With all the talk of a housing market crash, there’s not a lot of data to support it.
Sure, home price gains have moderated significantly after recording massive gains, but they’re still up year-over-year.
In fact, the median existing-home price was $389,500 in August, a 7.7% increase from a year earlier, per the National Association of Realtors.
That marked 126 consecutive months of year-over-year increases, the longest streak on record.
At the same time, the median sales price has fallen for two months in a row, signaling a potential top of the market. Still, most homeowners are staying put.
Most Homeowners Aren’t Going Anywhere
While it’s starting to feel more like a buyer’s market, given the more-than-doubling in mortgage rates since the start of the year, it’s certainly not a full-blown one.
Per the same existing-homes report from NAR from August, unsold inventory fell to 1.28 million units as of the end of August.
That represented just a 3.2-month supply at the current monthly sales pace, and bucked the trend of five successive monthly increases in supply.
Additionally, existing home sales fell 0.4% from July to a seasonally adjusted annual rate of 4.80 million in August.
On a year-over-year basis, sales plummeted 19.9% from their 5.99 million pace during the same period in 2021.

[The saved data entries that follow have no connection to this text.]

PR #762, opened 2016-04-21
virsh_blockcopy: Fix a code bug.

rbian:


will-Do:
Yes, it's a bug I just fixed in my local repo. Actually, the last patch for blockcopy is part of fix for all the issues, and I'm still working on that. Anyway, we can get this fix first, thanks.

PR #681, opened 2015-12-21
virsh_migrate: update basic migration test

dzhengfy:
The current existing migration cases can't be ran automitically, you need manually setup sharing storage and enable virt_use_nfs seboolean if you're using a NFS storage to share VM image, in addition, if the migration URI transport is SSH, you also need to configure SSH passwordless manually, this patch is used for solving these question and let tester run migartion testing automitically with simple test configuration. Meanwhile, to add new test scenarios for migration testing.

  1. Automitically setup NFS sharing ENV and enable virt_use_nfs seboolean

  2. Delete complex testing scenarios, such as ping-pong migration, it needs we setup passwordless access
    from local/remote to remote/local firstly, we may put these scenarios into ping-pong migration testing.

  3. Add some new testing scenarios to cover migration options or options combination, such as "--graphicsuri", "--live --suspend --undefinesource",.

  4. Enhance VM network connectivity check after migariton

    use local URI qemu:///system to instead of qemu+ssh://${migrate_source_host}/system, it's not necessary to use qemu+ssh://${migrate_source_host}/system URI for the local connecting, if you do this, you also need to setup passwordless access local URI firstly.

  5. Add parameters setting for migration test

  6. Change the nfs env setting order

 7.Change to use some neccesary parameters in avocado/avocado-vt/shared/cfg/base.cfg.
 8.Remove the hardcoded parameter for shared storage
9.Remove hardcoded command and use process instead of subprocess

PR #763, opened 2016-04-21
Fixup for virsh.migrate

balamuruhans:
Changed test case variant names for virsh migrate as when virsh_migrate_options="", it performs online migration.


dzhengfy:
ACK

waynesun09:
Thank and merge now, @balamuruhans you might wanna check PR #681 also as a lot of change in it.

balamuruhans:
@waynesun09 sure, will check it out

PR #764, opened 2016-04-24
daemon.kill_qemu: Enable sleep to memory before pmsuspend

Hao-Liu:
Pmsuspend will fail if VM does not have S3 enabled. So make sure that
the VM have this been set.


waynesun09:
ACK

will-Do:
ACK

PR #767, opened 2016-04-25
virsh.blkdeviotune: Change boundary according to fixed bug

Hao-Liu:
According to bug: https://bugzilla.redhat.com/show_bug.cgi?id=1329041
Current blkdeviotune should be 1e15.


waynesun09:
ACK, since it fails now and the fix will be in 1.3.4, current 1.3.3 testing will keep failing as the incremental problem so merge it seems fine also.

will-Do:
Does this change will affect RHEL6?

Hao-Liu:
@will-Do . Yes, the negative upper boundary check will fail on RHEL6 since it's still using 9223372036854775808

PR #768, opened 2016-04-26
virsh.domstate: Fix shadowed variable and remove autotest dependency

Hao-Liu:
Parameter `libvirtd` is shadowed by a following assignment of libvirtd
service instance. Thus later comparison with `"off"` will fail
definitely.

This patch also removed autotest dependency and fixed some style issues.

### DIFF
--- a/libvirt/tests/src/virsh_cmd/monitor/virsh_domstate.py
+++ b/libvirt/tests/src/virsh_cmd/monitor/virsh_domstate.py
@@ -6,8 +6,7 @@ import logging
 from aexpect import ShellTimeoutError
 from aexpect import ShellProcessTerminatedError
 
-from autotest.client.shared import error
-
+from avocado.core import exceptions
 from avocado.utils import process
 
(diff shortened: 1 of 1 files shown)


waynesun09:
ACK

libvirt/tests/src/virsh_cmd/monitor/virsh_domstate.py
```diff
@@ -177,22 +177,25 @@ def run(test, params, env):
...
                 session.close()
-        except process.CmdError, e:
-            raise error.TestError("Guest prepare action error: %s" % e)
+        except process.CmdError, detail:
+            raise exceptions.TestError(
+                "Guest prepare action error: %s" % detail)
 
-        if libvirtd == "off":
+        if libvirtd_state == "off":
             libvirtd_service.stop()
```
will-Do: Just check the case, ```libvirtd_service``` and ```libvirtd``` should be duplicate definition

PR #769, opened 2016-04-26
conf_file.qemu_conf.auto_dump: Use shutil to remove directory

Hao-Liu:
Dump path is a folder and need to be removed by shutil.rmtree


waynesun09:
ack and merge now, thx

PR #770, opened 2016-04-26
conf_file.qemu_conf.auto_dump  & managedsave

crazyAxe:
1.add a command to stop kdump service on rhel7's guest
2.set vcpus for guest managedsave

### DIFF
--- a/libvirt/tests/src/virsh_cmd/domain/virsh_blockcopy.py
+++ b/libvirt/tests/src/virsh_cmd/domain/virsh_blockcopy.py
@@ -404,7 +404,7 @@ def run(test, params, env):
                                                        is_login=True,
                                                        image_size="1G",
                                                        emulated_image=back_n)
-                emulated_iscsi.append(blkdev_n)
+                emulated_iscsi.append(back_n)
                 cmd = "qemu-img create -f qcow2 %s 1G" % back_path
                 process.run(cmd, shell=True)
                 new_attrs.update({'dev': back_path})


libvirt/tests/src/conf_file/qemu_conf/auto_dump.py
```diff
@@ -79,7 +79,10 @@ def run(test, params, env):
 
         session = vm.wait_for_login()
         # Stop kdump in the guest
+        # for rhel6
         session.cmd("service kdump stop", ignore_all_errors=True)
+        # for rhel7 
+        session.cmd("systemctl stop kdump", ignore_all_errors=True)
```
waynesun09: as systemd have backward support for service command, so service will work on both 6&7, you don't need adding this

libvirt/tests/src/virsh_cmd/domain/virsh_managedsave.py
```diff
@@ -289,11 +289,11 @@ def build_vm_xml(vm_name, **dargs):
                 if cpu_topology:
                     cpuxml.topology = cpu_topology
                 vmxml.cpu = cpuxml
+                vmxml['vcpu'] = 16
```
waynesun09: why hard code set vcpu number to 16?

waynesun09:
You have 2 commit for 2 cases fix, you could raise 2 PRs. For fix on same problem you could squash 1 commit.

waynesun09:
and in one commit you sign-off not right, also you need fix Travis CI failure

crazyAxe:
@waynesun09  This is my first try to commit something,  apparently I messed  up. Sorry for that  and thanks for your advice. i will be more cautious.  About the fixes, i will discuss them with my mentor to catch the beautiful code style. Thanks anyway.

Hao-Liu:
Hi @crazyAxe, 

Thank you for your contribution to this project.

You don't need to be sorry at all. Actually we are very glad that new guys like you are interested in this project and taking your first step to contribute to it. Don't be frustrated if you are requested to give a reason or change your code. Seldom people don't get it right for their first attempt. BTW, don't be too cautious, we like bold ideas, although you do need to think twice before leap.

Thanks again for your supporting and looking forward to your following efforts.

In other words, homeowners aren’t selling. But why? With home prices still close to their recent peak, it sure sounds like a good time to sell.
The answer is fairly simple. Because there’s not a good replacement unless you already own one.
Existing Homeowners Have Low Fixed-Rate Mortgages with Small Loan Balances
Today’s homeowners are in incredible shape, yet another reason why a big housing downturn seems unlikely.
They’re sitting on record home equity and they hold record-low mortgage rates.
As I pointed out a week ago, the national loan-to-value ratio (LTV) is 29.5%, the lowest number since 1983.
Simply put, Americans own more of their homes than they have for nearly 40 years. And the banks own less.
At the same time, the average American has a fixed interest rate on their home loan that is well below current levels.
In fact, Redfin recently pointed out that 85.3% of Americans with a mortgage have an interest rate below 5%.
Even better, many millions of Americans have fixed mortgage rates in the 2-3% range. Millions more have fixed rates in the 3-4% range.
Consider that the latest weekly average for a 30-year fixed from Freddie Mac was 6.29%, and you’ll see why these homeowners ain’t going anywhere.
What It Would Look Like If a Homeowner Sold and Bought Today
20% down payment | $700,000 Home Purchase (2016) | $1.4 Million Home Purchase (2022) |
Mortgage Rate | 3.25% | 6.00% |
Monthly P&I | $2,437.16 | $6,235.33 |
Property taxes | $730 | $1,450 |
Homeowners Ins. | $130 | $250 |
Total Payment | $3,300 | $8,400 |
Difference | +$5,100 |
Let’s consider a hypothetical homeowner that decides to sell their home and purchase a new one.
We’ll suppose they took out a 30-year fixed-rate mortgage set at 3.25% tied to a prior $700,000 home purchase. We’ll assume they bought their home in 2016 and put 20% down.
Their monthly principal and interest payment would be a low $2,437.16. They’re also paying roughly $730 in property taxes and $130 a month for homeowners insurance (mortgage impound account).
In total, their monthly housing payment is about $3,300. What a deal!
They’ve considered moving and the homes they’re interested in are going for around $1.4 million.
And no, these homes aren’t much bigger than what they currently own, and are actually quite comparable to what they have. Perhaps an extra bedroom and a bit more square footage.
The good news is their current home might sell for $1.2 million today thanks to rapidly appreciating home values over the past several years.
Considering that their outstanding loan balance is around $487,000, they’d have a nice chunk of change for the new down payment.
Still, if they want to put down 20%, they’d need $280,000. That would leave them with a $1,120,000 loan balance on their new mortgage.
Now let’s factor in their new mortgage rate of 6% (we’ll be conservative in their favor as jumbo loan rates can be lower these days).
That’s a monthly principal and interest payment of $6,714.97. Now let’s add the tax of $1,450 per month and the homeowners insurance for another $250 a month. Both are higher due to a higher sales price.
When we tally that up, it’s a total housing payment of about $8,400 per month.
That’s a difference of $5,100, or about a 155% increase in housing costs. So why sell unless you own multiple properties and can move into another one you own?
The only folks who might sell are those with lots of cash, whether that’s a retiree who is downsizing or an investor who can cash out and not worry about buying a replacement property.
Or a distressed seller, though these have been few and far between over the past many years.
For these reasons, NAR Chief Economist Lawrence Yun is probably right in saying that housing “inventory will remain tight in the coming months and even for the next couple of years.”